Oh well, I wanted to make sure others were alerted to this. I really didn't have a question but the discussion wanted me to post it as a question so i asked this question... lol glad it is Friday
Just updated all my non-Windows 8 systems with a critical update for IE9 and in Windows 8 a critical Flash update for IE10.
I finally got the IE update, but only because I went to the site and requested an update check. The servers must be busy, because there was a much longer wait than usual while the pre-download checks were carried out.
Peter, what's the version of Flash you have in IE10? That's about the third version update in the past couple of weeks.
And as for the Microsoft advice to install and use EMET to make malware exploits harder to achieve, I downloaded it and set it running without any problems, and it's sitting there with minimal memory use and no performance hit that I can see. There's a Notifier in the System Tray that will show a pop-up if EMET detects any potential attack or if a particular mitigation can't be used with an application it's monitoring.
I added a link in the original post to an article by Brian Krebs which discusses this IE issue and the use of EMET. The comments to the article are extremely useful, but perhaps the most noteworthy point Brian Krebs makes is that for Vista and Win7 the IE exploit would only have worked if Java were installed (it would have worked in XP even without Java).
According to IE10 > Manage Add-ons it is 11.3.347.7
According to Adobe it's the same plus Shockwave just asked to update and is now: 11.6.7r637
Sorry to jump in on this, but the latest (as of today anyway from Adobe) version of Flash (both plugin and activex) is: 11.4.402.278
Not sure if the activex version will work on Win8/IE10.
The latest version of Shockwave is: 18.104.22.1687 as Peter said.

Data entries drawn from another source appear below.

PR #111, opened 2022-12-23
[CA] Initial Catalan language support

### LINKED ISSUE #46: Catalan sentences that should be supported.
If you don't feel comfortable contributing to the YAML in this repository, you can post your **Catalan** (`ca`) sentences that match [our supported intents](https://github.com/home-assistant/intents/blob/main/intents.yaml) below.

duhow:
Fixes #46


synesthesiam:
Thank you @duhow! We need at least as many test sentences as there are sentence templates. Are you able to add some more?

duhow:
Sure thing :)

sentences/ca/_common.yaml
```diff
@@ -1,12 +1,57 @@
...
+    no_intent: Ho sento, no entenc això
+    no_area: No hi ha l'àrea {{ area }}
+    no_domain: No hi ha {{ domain }} a {{ area }}
+    no_device_class: No hi ha {{ device_class }} a {{ area }}
+    no_entity: No hi ha cap dispositiu o entitat que es digui {{ entity }}
+    handle_error: He trobat un error inesperat mentre feia l'intent
+lists:
+  color:
+    values:
+      - blanc
```
balloob, line 13: Colors need to be translated to English. See dutch as example

sentences/ca/_common.yaml
```diff
@@ -1,12 +1,57 @@
...
+      - "fahrenheit"
+      - in: "f"
+        out: "fahrenheit"
+
+expansion_rules:
+  name: "[el | la | l'] {name}"
+  area: "[en el | en la | en | del | de la | al | a la | a] {area}"
+  what_is: "(quin és | quina és | que es)"
+  brightness: "{brightness:brightness_pct} [per cent]"
+  turn_on: "(encén | engega | posa)"
```
balloob, line 46: turn_on should be translated etc

duhow: So `expansion_rules` "action" should have the language name action, rather than the English one?
I'm guessing in the future there will be other common names (besides `name` and `area`), but i'm ok to follow that 👍🏻

duhow:
@synesthesiam @balloob all done, please review.
Had some issue while merging #116 but addressed it, if you can please remove the unwanted lang labels.

sentences/ca/_common.yaml
balloob: On my phone but we have this documented in sentences/README.

sentences/ca/_common.yaml
```diff
@@ -1,12 +1,66 @@
...
+        out: red
+      - in: taronja
+        out: orange
+      - in: groc
+        out: yellow
+      - in: verd
+        out: green
+      - in: blau
+        out: blue
+      - in: "(lila|morat|porpre)"
```
balloob, line 27: Lists cannot use matching syntax. Make an entry per value

balloob: So I guess it _can_ use a matching syntax. @synesthesiam do we want that?

duhow:
@synesthesiam I am running `script/test` in local and it passes, despite the warning here in GitHub Actions...
Please advise.

sentences/ca/_common.yaml
duhow: Waiting for your input / suggestion on how to proceed. @synesthesiam

balloob:
Make sure you have the same version of hassil installed. Try re-running script/setup

balloob:
Also try rebasing on latest main branch.

balloob:
The problem is that you have two overlapping matchers:

 - `light_HassTurnOff.yaml` has `(<apaga> | <tanca>) [el | la] llum [<area>]`
 - `homeassistant_HassTurnOff.yaml` has `<apaga> <name>`

The sentence `apaga llum dormitori` can match both.

sentences/ca/_common.yaml
balloob: For now, it's ok. We need to fix it in a few other places too if we decide to ban it.

PR #122, opened 2022-12-24
Make sure HU outputs English color names

balloob:
Color names need to be outputted in English as per #119. This fixes it for HU.


nagyrobi:
Thank you

PR #876, opened 2023-02-02
[NL] Review existing intents and update

TheFes:
Main changes:
* Make `<doe>` optional everywhere
* Make `in` optional and change to `[in|op]` for `op zolder` or `op terras`
* Double quotes everywhere (with the risk they get removed again)
* Capitalized all tests because I think it looks better (and for consitancy)


balloob (approved):

responses/nl/HassTurnOn.yaml
```diff
@@ -3,8 +3,8 @@ responses:
   intents:
     HassTurnOn:
       default: "{{ slots.name }} aangezet"
-      lights_area: De lampen in {{ slots.area }} zijn aangezet
-      fans_area: De ventilatoren in {{ slots.area }} zijn aangezet
+      lights_area: "De {{ slots.area | trim }}verlichting is aangezet"
```
balloob, line 6: why do we need to trim? That is implying that "area" contains a space?

TheFes: Without `|  trim` I always had a space between area name and verlichting

PR #879, opened 2023-02-02

MathiasThinsz:
In Swedish dimming is called DIMMA not DIMRA


larsdunemark (changes requested):
Hi, words inside of `<>` is variables that will expand, in the case of `<dimra>` it will expand to:
`(ändra | sätt | vrid | dra [på] | skruva [på] | dimra | dimma | ställ [in] | höj | sänk)`
Since the variable isn't changed I suspect that this doesn't pass the tests.

MathiasThinsz:
I missed the _common.yaml file.

PR #881, opened 2023-02-02
[NL] Add a an extra sentences for light_HassTurn(On | Off)

berendhaan:
I've seen this sentence come across the community (lamp [entity] aan), so I've added it to the list.

### DIFF
--- a/sentences/nl/light_HassTurnOff.yaml
+++ b/sentences/nl/light_HassTurnOff.yaml
@@ -3,10 +3,9 @@ intents:
   HassTurnOff:
     data:
       - sentences:
-          - "<doe> [alle] <lamp> [<naar>] uit in <area>"
+          - "[<doe>] [alle] <lamp> [<naar>] uit in <area>"
           - "<doe> [alle] <lamp> in <area> [<naar>] uit"
           - "<doe> (alle | in) <area> <lamp> [<naar>] uit"
-          - "<lamp> uit in <area>"
         response: lights_area
         slots:
           domain: light
--- a/sentences/nl/light_HassTurnOff.yaml
+++ b/sentences/nl/light_HassTurnOff.yaml
@@ -6,6 +6,7 @@ intents:
           - "<doe> [alle] <lamp> [<naar>] uit in <area>"
           - "<doe> [alle] <lamp> in <area> [<naar>] uit"
           - "<doe> (alle | in) <area> <lamp> [<naar>] uit"
+          - "<lamp> uit in <area>"
         response: lights_area
         slots:
           domain: light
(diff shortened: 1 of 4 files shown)


sentences/nl/light_HassTurnOn.yaml
```diff
@@ -9,6 +9,8 @@ intents:
           - "Schakel [alle] <lamp> [in] <area> in"
           - "<doe> (alle | in) <area> <lamp> aan"
           - "Schakel (alle | in) <area> <lamp> in"
+          - "<lamp> aan"
```
TheFes, line 12: this sentence is missing an <area> definition
It is not allowed to add sentences to turn on all lights, regardless of an area

sentences/nl/light_HassTurnOn.yaml
```diff
@@ -9,6 +9,8 @@ intents:
...
+          - "<lamp> aan in <area>"
```
TheFes, line 13: You can make `<doe>` optional in `"<doe> [alle] <lamp> [<naar>] aan in <area>"` to make this option possible without adding an additional sentence.

sentences/nl/light_HassTurnOff.yaml
```diff
@@ -6,13 +6,15 @@ intents:
...
           - "<doe> (alle | in) <area> <lamp> [<naar>] uit"
+          - "<lamp> uit in <area>"
         response: lights_area
         slots:
           domain: light
           name: all
       - sentences:
           - "<doe> (overal | alle) <lamp> uit"
           - "<doe> <lamp> overal uit"
+          - "<lamp> uit"
```
TheFes, line 17: this sentence is missing a test

tests/nl/light_HassTurnOn.yaml
```diff
@@ -15,6 +15,8 @@ tests:
       - "Doe in de keuken de lampen aan"
       - "Mogen in de keuken de lampen aan?"
       - "Zet in de keuken het licht aan"
+      - "Lamp keukenlamp aan"
```
TheFes, line 18: This sentence doesn't match with any of the sentences.
Note that spaces are taken into account as of Hassil 1.0

This sentence would match with `<lamp> <area><lamp> aan` or with `<lamp> <name> aan`
Both do not match with any of the intents.

TheFes:
@berendhaan I resolved the conflicts which were caused because a PR of mine was merged

sentences/nl/light_HassTurnOn.yaml
berendhaan: Makes sense, I've changed that.

TheFes:
Looks fine now, thanks for your contribution @berendhaan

In Firefox on Win 8 it's 11,4,402,265 but in IE10 the highest available according to Windows Update is as I said. Flash Player for IE10 must be updated through Windows Update only, it wont even allow you to install it directly from Adobe's website.Message was edited by: Ex_Brit on 22/09/12 12:45:09 EDT PM
No sooner than I posted this I also discovered that the Shockwave release, which has the same release numbers, was update to 9/19/2012 instead of the 9/16/2012 release I had previously. The are different in size. Not sure what the difference is, but noted that it Is different.